- WORK TASK:
From the line containing "ghost/i18n/locales/context.json" to the end of the entries, return every line exactly, both ends included, and add nothing.

[Opening INPUT DATA section]

PR #26110, opened 2026-02-02
Enable Stripe billing portal

sam-lord:
As well as re-enabling the billing portal, this PR also addresses the feedback from Peter:

* GVA-656 -- Disabling cancellation in the billing portal
* GVA-653 -- Changing the "Manage" button back to "Update"
* GVA-654 -- Re-open Portal when returning from the billing portal
* GVA-652 -- Card wasn't updated correctly after setting a default in the billing portal

The big one here is GVA-652, which required a little change to how we handle Stripe webhooks. We weren't handling the case where a customer has a default payment method (only the case where a subscription has a default payment method). I believe that's because the card update checkout flow just touched the subscription, not the customer.

I'd recommend reviewing the individual PRs to address the concerns individually. I'm making this as one big PR to avoid the individual changes being released in Portal, will need to stick a Portal release commit on the end of this PR when ready.


ghost/i18n/locales/context.json
```diff
@@ -26,7 +26,7 @@
     "Become a paid member of {publication} to start commenting.": "Call to action in the comments app",
     "Become a paid member of {site} to get access to all premium content.": "Call to action for paid content",
     "Best": "Text appears in the sorting selector for comments",
-    "Billing info": "A label for the user billing information section",
+    "Billing info & receipts": "",
```
aileen: This is the context file, so it shouldn't be empty

ghost/core/core/server/services/members/members-api/repositories/member-repository.js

[Closing INPUT DATA section]

- RESPONSE BELOW:
ghost/i18n/locales/context.json
```diff
@@ -26,7 +26,7 @@
     "Become a paid member of {publication} to start commenting.": "Call to action in the comments app",
     "Become a paid member of {site} to get access to all premium content.": "Call to action for paid content",
     "Best": "Text appears in the sorting selector for comments",
-    "Billing info": "A label for the user billing information section",
+    "Billing info & receipts": "",
```
aileen: This is the context file, so it shouldn't be empty

ghost/core/core/server/services/members/members-api/repositories/member-repository.js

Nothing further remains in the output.